Und ne Asus Xonar Essence STX wär mein Traum. Hab aktuell ne Audigy 2 ZS. Aber das bringt ja eh erstmal nichts ohne neue Boxen 

Edit: Ok unser Wohnzimmer ist auch nur 15-20 m² groß. Aber da ich auch viel Minimal, Elektro, Schranz, Hardstyle usw höre ist ein Subwoofer Pflicht finde ich. Auch wenn die komischen CAT Boxen auch gut rumsen  
Aber seit ich die Superlux hab, habe ich mir sogar mal Klassik angehört und Musik in DVD-Audio Qualität. Da macht selbst Musik die man sonst nicht hört Spaß 

Hat eigentlich mal jemand nen Vergleich zum CEM Sub? Bzw ne Einschätzung zu dem Ding? Würde mich echt mal interessieren.


----------



## Bash0r (22. Dezember 2011)

Gut..dann haben wir also die gleiche Vorgeschichte  ! 
Ich nutze aktuell im kleinen Zimmer ein Logitech Z623 ... warte quasi nur noch drauf auf nächsten Sommer  ... Da kauf ich mir vorraussichtlich die ESI nEar 05!
Musik kommt eh digital in den Receiver über den pc/tv!
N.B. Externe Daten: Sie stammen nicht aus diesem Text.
Issue #84, opened 2020-03-13
HTML views should support microformats


bekopharm:
Consider adding [microformats](http://microformats.org/wiki/microformats2) to HTML views.

jalcine:
Seconded! Using Microformats will:

- make it easy for most Web tools to both present and parse
- keep it extensible with a battle-tested format
- make it friendly to presenting in the poster's preferred way without having to create alternative formats to show the same thing.

mouse-reeve:
thank you both for the suggestion! @jalcine can you clarify your third point? I'm not sure I understand that use case.

jalcine:
With a Microformats parser, you can define something in HTML (mostly) anyway you'd want but still get useful structured information (similar to how one would parse JSON).

An example is my own personal site! 

https://jacky.wtf to https://ruby.microformats.io/microformats?utf8=%E2%9C%93&url=https%3A%2F%2Fjacky.wtf

jalcine:
I'd be happy to brainstorm some ideas on how to define the static pages of fedireads with microformats with you!

mouse-reeve:
I see, that example is super helpful, thank you! I took a look a while back and as I recall it seems like there are a lot of natural fits around serializing book data, so brainstorming would be greatly ppreciated

bekopharm:
Mayhap I should have mentioned https://microformats.io/ too. It's probably a better example to get the idea.

arkhi:
There are existing definitions for [structured data for books](https://schema.org/Book). Same goes for [Rating](https://schema.org/Rating), [Person](https://schema.org/Person), etc.

I can work on implementing this in the [book template](https://github.com/mouse-reeve/bookwyrm/blob/main/bookwyrm/templates/book/book.html) unless anybody has any objection. :)

arkhi:
A useful browser addon to have is http://osds.openlinksw.com/.

arkhi:
An interesting problem is with the [publisher property](https://schema.org/publisher) which needs to be either an Organization or a Person.

mouse-reeve:
This would just be the `publishers` field that already exists in the book data, right?

arkhi:
>This would just be the `publishers` field that already exists in the book data, right?

I saw an included template with publisher details and the name of the publisher; is the type (person or organisation) available too?

mouse-reeve:
There's no additional metadata on that, I think it's safe to treat it as an organization.

arkhi:
[...]

PR #919, opened 2021-04-09
Add structured data to Book

arkhi:
This PR is a proposal for the [Book](/mouse-reeve/bookwyrm/blob/main/bookwyrm/templates/book/book.html) part of #84.

You can visualise the [diff without space changes](/mouse-reeve/bookwyrm/compare/main...arkhi:structured-data?expand=1&w=1).

I did what I could to avoid long lines for legibility. This means sometimes simplifying includes so that they are wrapped within `{% with %}` statements instead of inlined in the `{% include %}`.

### Potential Issues and questions

- I moved the reviews within the main `.block` in _book.html_ and saw no adverse consequence, but I might be missing something.
- The [bookFormat] property is limited to a list of values whereas the book edition is free text. I assigned the property as free text and added a `@todo`.
- [Author] and [Publisher] are supposed to be [Oganization] or [Person]. I used [Thing] which is the most generic schema in that branch and added a `@todo`.
- Is it possible to get the maximum rating value (5) in the templates instead of hard-coding it?
- About `keywords` vs. `about` vs. `genre`, I opted for `about` based on an [existing issue](https://github.com/schemaorg/schemaorg/issues/347).

### Resources

- [OpenLink Structured Data Sniffer Addon](http://osds.openlinksw.com/)
- [Google Structured Data Testing tool](https://search.google.com/structured-data/testing-tool#)

[Author]: https://schema.org/Author
[bookFormat]: https://schema.org/bookFormat
[Organization]: https://schema.org/Organization
[Person]: https://schema.org/Person
[Publisher]: https://schema.org/Publisher
[Thing]: https://schema.org/Thing


mouse-reeve:
There's isn't a way to get the max rating score programmatically, so hard-coding it is the best optional available right now. I think it would be fine to use Organization for Publisher and Person for Author, since that's the usual value - I guess it's just a tradeoff between but largely more accurate while occasionally being clearly wrong, vs being less specific but never _wrong_. So basically, I don't feel strongly about it and I think using `Thing` is just fine, but I can see the merits of either approach.

All in all looks great! Thank you

arkhi:
I like your very practical thinking and the fact you’re explaining your thoughts.

Thanks for the merge. :)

bin mit der Superlux auch mega zufrieden. und bin mit der Entscheidung zufrieden das ich nicht zu den deutlich teureren AKG 530 gegriffen habe ! 

Ich brauch in einem 10m² Zimmer (mit kleiner Zwischenwand xD ) kein mega bass. Liegt aber wohl auch eher an der Musikrichtung  ! Metalcore / Indie
Obwohl ich sagen muss, dass das Z623 auch extrem basslastig ist. Hoffe mit den ESI near hol ich mir dann mal gescheite hochtöner mit denen Filme-schauen mehr Spaß macht


----------



## ser0_silence (22. Dezember 2011)

Kann man so sagen 
Na das klingt doch nicht schlecht. Die werden ja auch oft empfohlen. Aber ich glaub ich bleib bei Standlautsprechern. Auch wenns nen bissl Overpowered ist. Aber wer weiss wie groß mein Wohnzimmer in ein paar Jahren aussieht 
Ja gut bei mir ist immernoch alles analog. Ist halt ziemlich alt der Receiver^^ aber macht nichts ich find den Sound trotz allem gut. 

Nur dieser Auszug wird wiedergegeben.